Failure model
Failure targets
When Snowbridge hits an unrecoverable error — for example oversized or invalid data — it will emit a failed event to the configured failure target. A failure target is the same as a target, the only difference is that the configured destination will receive failed events.
You can find more detail on setting up a failure target, in the configuration section.
Failure cases
There are several different failures that Snowbridge may hit.
Target failure
This is where a request to the destination technology fails or is rejected - for example a http 400 response is received. When Snowbridge hits this failure, it will retry 5 times. If all 5 attempts fail, it will be reported as a 'MsgFailed' for monitoring purposes, and will proceed without acking the failed Messages. As long as the source's acking model allows for it, these will be re-processed through Snowbridge again.
Note that this means failures on the receiving end (eg. if an endpoint is unavailable), mean Snowbridge will continue to attempt to process the data until the issue is fixed.
As of Snowbridge 2.4.2, the kinesis target does not treat kinesis write throughput exceptions as this type of failure. Rather it has an in-built backoff and retry, which will persist until each event in the batch is either successful, or fails for a different reason.
Oversized data
Targets have limits to the size of a single message. Where the destination technology has a hard limit, targets are hardcoded to that limit. Otherwise, this is a configurable option in the target configuration. When a message's data is above this limit, Snowbridge will produce a size violation failed event, and emit it to the failure target.
Writes of oversized messages to the failure target will be recorded with 'OversizedMsg' statistics in monitoring. Any failure to write to the failure target will cause a fatal failure.
Invalid data
In the unlikely event that Snowbridge encounters data which is invalid for the target destination (for example empty data is invalid for pubsub), it will create a generic error failed event, emit it to the failure target, and ack the original message.
Transformation failures are also treated as invalid, as described below.
Writes of invalid messages to the failure target will be recorded with 'InvalidMsg' statistics in monitoring. Any failure to write to the failure target will cause a fatal failure.
Transformation failure
Where a transformation hits an exception, Snowbridge will consider it invalid, assuming that the configured transformation cannot process the data. It will create a generic error failed event, emit it to the failure target, and ack the original message.
As long as the built-in transformations are configured correctly, this should be unlikely. For scripting transformations, Snowbridge assumes that an exception means the data cannot be processed - make sure to construct and test your scripts accordingly.

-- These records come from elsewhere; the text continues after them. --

PR #1816, opened 2021-07-26
Observing lists

Jocelyn1109:
### Description
new version of bookmarks: ObservingList

### Type of change
See specifications here: https://github.com/Stellarium/stellarium/issues/976

### How Has This Been Tested?
Manual unit test

**Test Configuration**:
* Operating system: Linux Ubuntu 20.04.2 LTS
* Graphics Card: GeForce RTX2060 6Go

## Checklist:

- [ ] My code follows the [code style](http://stellarium.org/doc/head/codingStyle.html) of this project.
- [ x] I have performed a self-review of my own code
- [ x] I have commented my code, particularly in hard-to-understand areas
- [ x] I have made corresponding changes to the documentation
- [ ] My changes generate no new warnings
- [ ] I have added tests that prove my fix is effective or that my feature works
- [ ] New and existing unit tests pass locally with my changes
- [ ] Any dependent changes have been merged and published in downstream modules

Issue #976, opened 2020-02-17
Bookmarks becomes Observing List


Jocelyn1109:
Hi,
I create a ticket to formalize the development of this new feature. 
This ticket will be attached to the pull request.
The bookmarks will be completely redone to become observation lists.

Here the requirment :

 The Bookmarks tool will be deep refactored and visually splitted on 2 window - the first windows for using lists of bookmarked objects and the second list for adding/editing lists of objects. S
[Doc1.pdf](https://github.com/Stellarium/stellarium/files/4213417/Doc1.pdf)
[Doc1.pdf](https://github.com/Stellarium/stellarium/files/4213423/Doc1.pdf)
[Doc2.pdf](https://github.com/Stellarium/stellarium/files/4213424/Doc2.pdf)

ee sketches in the attachment.

Some comments:

- 1) We may store all lists in one file - for example observingLists.json - and this file just storing list of lists;  

- 2) Any list should storing 2 additional hidden properties for manage import/export of the data - unique ID and data of latest changes. Unique ID already implemented for current bookmarks.

- 3) Export and import tool should export/import list of bookmarks as currently implemented (subset of observingLists.json file)

- 4) All list shouldn't be stored translated data - english only names of designations. Translation should be applied on stage of visualization (creating table of view) data. Formal we may store only English name (or designation) and coordinates of object (currently in bookmarks we use coordinates to create a custom marker for object, who is not finded in Stellarium's objects) - and adding the coordinates (for finded objects - current coordinates), magnitude and abbreviation of constellation into table on stage of visualization of list.

- 5) "Empty" observingLists.json should store one list without objects - Bookmarks.

- 6) All files in UTF-8 and we may use special extension for separate lists (an exchange format of data) - .sol (stellarium observing list) or .skylist, or something else.

- 7) In future we may add tool for import observing lists from stellarium.org website (online import data) - of course if this tool will be very appropriated by users and we'll get feedback.

- 8) At the moment we store the location and date of observing data for each bookmark item and this is not very frequently use by users. But if we'll feedback we may add date and location data for all items of list as property for list: adding 2 fields into window 2 for define location and date/time and 2 checkboxes in first window for enable/disable applies those data.

- 9) Selecting object should be implemented by double click on list of object (+maybe adding separate button for go to object as currently implemented in Bookmarks tool) 

- 10) Maybe adding column "Type" (Type of object) will be useful. In any way we should use model to manage the data (like in Bookmarks at the moment).

[...]

PR #1826, opened 2021-07-31
some suggestions for the new observing list feature

axd1967:
@Jocelyn1109  here are some suggestions for improvements for #1816 . feel free to use this PR as you wish.

### DIFF
--- a/src/gui/ObsListCreateEditDialog.cpp
+++ b/src/gui/ObsListCreateEditDialog.cpp
@@ -1,5 +1,5 @@
 /*
- * * Stellarium
+ * Stellarium
  * Copyright (C) 2020 Jocelyn GIROD
  *
  * This program is free software; you can redistribute it and/or modify
@@ -119,7 +119,7 @@ void ObsListCreateEditDialog::createDialogContent()
     } else {
         // case of edit mode
         isCreationMode = false;
-        ui->stelWindowTitle->setText ( "Observing list modification mode" );
+        ui->stelWindowTitle->setText ( "Observing list editor" );
         loadObservingList();
     }
 }
@@ -148,12 +148,13 @@ void ObsListCreateEditDialog::styleChanged()
 */
 void ObsListCreateEditDialog::setObservingListHeaderNames()
 {
+    // XXX there is a lot of copy-pasta from ObsListDialog - this will lead to maintenance headaches!
     const QStringList headerStrings = {
-        "UUID", // Hided column
+        "UUID", // Hidden column
         q_ ( "Object name" ),
-        q_ ( "Object Name I18N" ), // Hided column
+        q_ ( "Object name I18N" ), // Hided column
         q_ ( "Type" ),
-        q_ ( "Right ascencion" ),
+        q_ ( "Right ascension" ),
         q_ ( "Declination" ),
         q_ ( "Magnitude" ),
         q_ ( "Constellation" ),
@@ -163,7 +164,6 @@ void ObsListCreateEditDialog::setObservingListHeaderNames()
 
     obsListListModel->setHorizontalHeaderLabels ( headerStrings );
 }
-
 
 /*
  * Add row in the obsListListModel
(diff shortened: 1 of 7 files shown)


src/gui/ObsListCreateEditDialog.cpp
```diff
@@ -119,7 +119,7 @@ void ObsListCreateEditDialog::createDialogContent()
     } else {
         // case of edit mode
         isCreationMode = false;
-        ui->stelWindowTitle->setText ( "Observing list modification mode" );
+        ui->stelWindowTitle->setText ( "Observing list editor" );
```
Jocelyn1109, line 122: @axd1967 I changed "modification mode into "editor mode". Is it ok for you ?

axd1967: _(If you allow me to be honest, it feels slightly wrong? Rest assured, it makes ME feel bad to have to write this, because it's so much easier to criticize (even in a positive way) than to develop a working solution; so please bear with me. The core issue, having different bookmark lists, remains a significant step forward because users had to juggle with a lot of bookmark files)._

Either there is _one_ window that has several modes (in which case the user is shown the mode), or there are different windows that each do a specific (and probably complex) task.

In this case, the user is interacting with the **observing list editor**. Another indication that there is something smelly is that the user switches to a different mode _and to a new dialog_.


I think that the real problem is due to the near-identical UI of two slightly different windows (which has a heavy smell of "copy-pasta"). IMHO a single window is enough that can show as well as edit the current observing list; the list selector selects the currently active list; the dialog allows all operations.

image

(`(!)` = guarded, `(?)` = do we really need a close button ? maybe, if there is a save/undo feature available, otherwise ESC or the top-right close buttons are fine )

I suspect that Qt allows to type text in a dropdown list, which might be a nice way to allow the user to create a new list in an intuitive way. You see this in action in the Astrocalc dialog:
image

(But I am prepared to admit that there might be a smell of short-sightedness to these suggestions, so I'm also looking forward to inputs of others.)

axd1967:
Notice another advantage of a minimal interface: I can lodge it in a corner and jump to objects:

image

axd1967:
In fact , the UI could be further simplified:


image


- list management buttons are together
- (no more close button, as the dialog has a close button anyway)

axd1967:
- another important use case is to be able to **copy** such a list, as this allows to reshuffle bookmarked objects, try things, etc. se we need a "copy" button too.
- a less obvious but **extremely powerful** change is to allow the user to **rename** a list by **simply editing the name in the list dropdown/combobox**. See https://doc.qt.io/qt-5/qcombobox.html#editable-prop for details.

axd1967:
The dialog can be further simplified:

image


CRUD:
- to create a new list, select the empty slot in the dropdown (so we keep an empty slot) and type a name. this will create a copy of the previously selected list (and create a new empty slot)
- to rename the list, edit the list name in the dropdown
- to delete the list, click Delete (! =  action that is guarded with a confirmation dialog)

axd1967:
I will close this PR because it is not meant to be merged at all, but is a review with comments and suggestions.

However, the comments remain actual.

Jocelyn1109:
Hi, currently we need to focus on what was defined in the first specification ([#976](https://github.com/Stellarium/stellarium/issues/976)), fix the bugs to be able to release a first version and wait for user feedback. then we will be able to make other deliveries with modifications in the bookmarks. We have to proceed step by step otherwise it will be impossible for me to integrate everything.

Jocelyn

axd1967:
I understand, and I agree with the principle; but the current state is not mature for release, and I have the impression that the requirements are not ok.

In fact, requirement "viii" states _"At the moment we store the location and date of observing data for each bookmark item and this is not very frequently use by users"_ : this is WRONG and a major regression.

I'm sorry but I do firmly believe this should not be released.

Alternatively, this could be released as a SEPARATE feature, living TOGETHER with the current bookmark functionality; in that case, I can live with the present state, as I can continue to use the existing Bookmark feature.

Sorry to cause this hassle, this is not personal, but purely based on the present state of this issue.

Writes of invalid messages to the failure target will be recorded with 'InvalidMsg' statistics in monitoring. Any failure to write to the failure target will cause a fatal failure.
Fatal failure
Snowbridge is built to be averse to crashes, but there are two scenarios where it would be expected to crash.
Firstly, if it hits an error in retrieving data from the source stream, it will log an error and crash. If this occurs it is normally a case of misconfiguration of the source. If that is not the case, it will be safe to redeploy the app — it will attempt to begin from the first unacked message. This may cause duplicates.
Secondly, as described above, where there are failures it will attempt to reprocess the data if it can, and where failures aren't recoverable it will attempt to handle that via a failure target. Normally, even reaching this point is rare.
In the very unlikely event that Snowbridge reaches this point and cannot write to a failure target, the app will crash. Should this happen, and the app is re-deployed, it will begin processing data from the last acked message. Note that the likely impact of this is duplicated sends to the target, but not data loss.
Of course, if you experience crashes or other issues that are not explained by the above, please log an issue detailing the bahaviour.